No início dos anos 80, integrou -como baixista- uma das bandas americanas mais cultuadas do período: o trio de noise punk Big Black. Começava ali sua amizade com o guitarrista colombiano Santiago Durango, com quem tocaria mais tarde no Naked Raygun, e com o idiossincrático músico e produtor Steve Albini, que viria a produzir, uma década e meia depois, dois álbuns da The Bomb.
A importância do Naked Raygun para o rock underground de Chicago é difícil de ser medida. Mas a afirmação de um crítico do jornal Chicago Tribune dá a ideia: "É simplesmente a maior banda que Chicago já produziu".
E estamos falando da cidade que deu origem a grupos como Jesus Lizard, Ministry, Smashing Pumpkins, The Dwarves, Wilco, Tortoise, Trouble e muitos mais.
O Naked Raygun cantava sobre a vida dos jovens da classe operária. Seus integrantes se misturavam com o público e eram parte dele. Dirigiam a própria van nas turnês e circulavam pelos subúrbios com seus inseparáveis coturnos Doc Martens e os indefectíveis corte de cabelo escovinha. Eram uma espécie de Clash local, mas bebiam mesmo do songwriting do Buzzcocks.
Seu álbum de estreia, Throb Throb, de 1985, é uma gema do punk americano.

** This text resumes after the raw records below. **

PR #7638, opened 2020-12-11
Add RTCError API and update RTCErrorEvent API data

vinyldarkscratch:
This PR is a part of a project to add missing interfaces and interface features to BCD that are from a spec in Editor's Draft or more and is supported in at least one browser.  This particular PR adds missing features, populating the results using data from the [mdn-bcd-collector](https://mdn-bcd-collector.appspot.com) project (v1.1.6), for the RTCError API.

Spec: https://w3c.github.io/webrtc-pc/
IDL: https://github.com/w3c/webref/blob/master/ed/idl/webrtc.idl

Edit: this also updates the data for RTCErrorEvent.

### DIFF
--- a/api/RTCError.json
+++ b/api/RTCError.json
@@ -1,0 +1,333 @@
+{
+  "api": {
+    "RTCError": {
+      "__compat": {
+        "support": {
+          "chrome": {
+            "version_added": "74"
+          },
+          "chrome_android": {
+            "version_added": "74"
+          },
+          "edge": {
+            "version_added": "79"
+          },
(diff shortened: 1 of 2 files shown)


foolip:
Could you update RTCErrorEvent.json together with this? That has a lot of null data, but the two should go together. I fully expect, however, that they weren't exposed at the same time, and that we'll need custom tests to properly test for one or both of them.

foolip (approved):
Thanks, now it's clear that these things go together!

Em impacto sônico, certamente está ao lado de discos como Wild in the Streets, do Circle Jerks, e Damaged, do Black Flag. Em qualidade de composição, está definitivamente acima.
Os primeiros 12 segundos do álbum, com o riff lancinante de "Rat Patrol", obra do talentoso John Haggerty, resultam no melhor início de um disco punk desde Nevermind the Bollocks.
E desta bolacha saíram outras preciosidades, como "Surf Combat", "Metastasis" -que conheci num passado longíquo através de uma coletânea da Flipside- e "Managua". Os riffs abrasivos e os famosos "hey-hey-hey" já estavam todos lá, incitando a tensão e a excitação de uma época.
Como uma nota curiosa, a capa de Throb Throb é assinada pelo importante quadrinista Mike Saenz, também natural de Chicago, e pioneiro absoluto na criação de gibis com arte gerada em computador ("Shatter", "Crash", etc).
O Naked Raygun gravaria uma seqüência de álbuns fundamentais na segunda metade dos 80's, como Jettison, All Rise e Understand?, até encerrar a carreira em 1991, pouco depois de lançar seu epitáfio: Raygun...Naked Raygun.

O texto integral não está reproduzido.